Most treatment programs combine multiple therapeutic approaches rather than relying on a single one. Group therapy, family counseling, motivational interviewing, and peer support programs like 12-step groups often complement individual therapy.
Treating Addiction and Mental Health Together
Roughly half of people with a substance use disorder also have a co-occurring mental health condition, such as depression, anxiety, PTSD, or bipolar disorder. For decades, these were treated separately: you’d see one provider for your mental health and another for your addiction, often in different programs with different philosophies. That approach frequently left people bouncing between systems, getting conflicting advice, or falling through the cracks entirely.
Integrated treatment changes this by combining both into a single, coordinated plan. One treatment team screens for both conditions, develops a unified plan, and delivers consistent guidance. According to SAMHSA, integrated treatment is associated with reduced substance use, improved psychiatric symptoms, fewer hospitalizations, greater housing stability, fewer arrests, and better overall quality of life compared to treating the conditions in separate programs.

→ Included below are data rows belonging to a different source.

PR #277, opened 2022-04-11
Introduce a Dockerfile for Windows

compnerd:
This allows one to build a Windows container for Swift.  Although it is
not perfect, it is sufficient for basic tasks.

The Git installation should preferably enable symbolic link support
which although it is marked to do does not seem to be enabled.

The Python installation should preferably set `PYTHONHOME` and
`PYTHONPATH`.  This will become increasingly important as further
refinements to the toolchain start getting merged.

### DIFF
--- a/5.6/windows/20H2/Dockerfile
+++ b/5.6/windows/20H2/Dockerfile
@@ -1,0 +1,49 @@
+# escape=`
+
+FROM mcr.microsoft.com/windows/servercore:20H2 AS windows
+
+LABEL maintainer="Swift Infrastructure <swift-infrastructure@forums.swift.org>"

Relapse Is Part of the Pattern
One of the most important things to understand about substance abuse treatment is that relapse does not mean failure. Addiction is a chronic condition, and its relapse rates, estimated at 40 to 60 percent, are comparable to those for other chronic diseases like high blood pressure and asthma. Nobody considers a person with hypertension a failure when their blood pressure spikes and their treatment plan needs adjusting. The same framework applies here.
Relapse is a signal that treatment needs to be modified, not abandoned. That might mean stepping up to a more intensive level of care, adjusting medications, adding a new therapy, or addressing a life stressor that wasn’t part of the original plan. Long-term recovery often involves multiple episodes of treatment, and outcomes improve with sustained engagement over time.
Insurance Coverage and Access
Federal law requires most health insurance plans to cover substance abuse treatment on the same terms as other medical care. The Mental Health Parity and Addiction Equity Act prohibits insurers from imposing stricter financial requirements or treatment limitations on substance use disorder benefits than they do on medical and surgical benefits. That means your copays, coinsurance, deductibles, visit limits, and out-of-pocket maximums for addiction treatment cannot be more restrictive than what the plan applies to physical health conditions.
The law also addresses less obvious barriers. Insurers cannot apply hidden, harder-to-measure restrictions to addiction treatment, like requiring more documentation for approval or using stricter criteria to determine medical necessity, unless those same standards apply equally to medical and surgical care. Plans are now required to document and justify their practices in this area. If you feel your insurance is unfairly limiting your access to treatment, you have legal grounds to challenge the decision.